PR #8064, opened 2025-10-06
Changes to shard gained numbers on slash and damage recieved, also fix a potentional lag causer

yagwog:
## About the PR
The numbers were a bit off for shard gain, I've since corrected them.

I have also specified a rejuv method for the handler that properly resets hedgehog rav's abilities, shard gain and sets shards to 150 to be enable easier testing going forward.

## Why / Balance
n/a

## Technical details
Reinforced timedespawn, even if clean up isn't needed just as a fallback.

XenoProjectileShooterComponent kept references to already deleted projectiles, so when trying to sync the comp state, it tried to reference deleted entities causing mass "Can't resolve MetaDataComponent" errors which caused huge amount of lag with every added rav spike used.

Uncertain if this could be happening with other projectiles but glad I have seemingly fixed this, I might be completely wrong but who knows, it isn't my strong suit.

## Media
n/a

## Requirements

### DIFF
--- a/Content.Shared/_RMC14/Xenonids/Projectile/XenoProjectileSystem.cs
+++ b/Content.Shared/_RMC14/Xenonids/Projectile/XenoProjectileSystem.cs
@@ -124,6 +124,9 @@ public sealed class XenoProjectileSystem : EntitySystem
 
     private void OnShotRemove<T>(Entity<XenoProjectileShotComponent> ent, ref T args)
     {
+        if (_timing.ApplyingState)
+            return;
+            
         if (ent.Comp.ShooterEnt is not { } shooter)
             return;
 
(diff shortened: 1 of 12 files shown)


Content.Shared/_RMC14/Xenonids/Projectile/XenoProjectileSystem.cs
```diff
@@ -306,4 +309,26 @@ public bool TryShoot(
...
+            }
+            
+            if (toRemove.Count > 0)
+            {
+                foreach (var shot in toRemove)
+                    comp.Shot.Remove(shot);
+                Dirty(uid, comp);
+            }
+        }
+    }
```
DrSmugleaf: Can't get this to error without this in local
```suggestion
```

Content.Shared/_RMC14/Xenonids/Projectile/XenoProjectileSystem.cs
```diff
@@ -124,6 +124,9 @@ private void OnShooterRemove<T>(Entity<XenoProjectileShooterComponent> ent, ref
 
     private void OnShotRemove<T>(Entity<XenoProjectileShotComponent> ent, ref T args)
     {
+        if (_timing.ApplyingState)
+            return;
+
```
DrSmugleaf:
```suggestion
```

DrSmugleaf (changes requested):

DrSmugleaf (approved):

**Directions**
Please write out the material word for word from its first line through the line holding "Reinforced timedespawn, even", including both, and no line past it.

**Written answer**
PR #8064, opened 2025-10-06
Changes to shard gained numbers on slash and damage recieved, also fix a potentional lag causer

yagwog:
## About the PR
The numbers were a bit off for shard gain, I've since corrected them.

I have also specified a rejuv method for the handler that properly resets hedgehog rav's abilities, shard gain and sets shards to 150 to be enable easier testing going forward.

## Why / Balance
n/a

## Technical details
Reinforced timedespawn, even if clean up isn't needed just as a fallback.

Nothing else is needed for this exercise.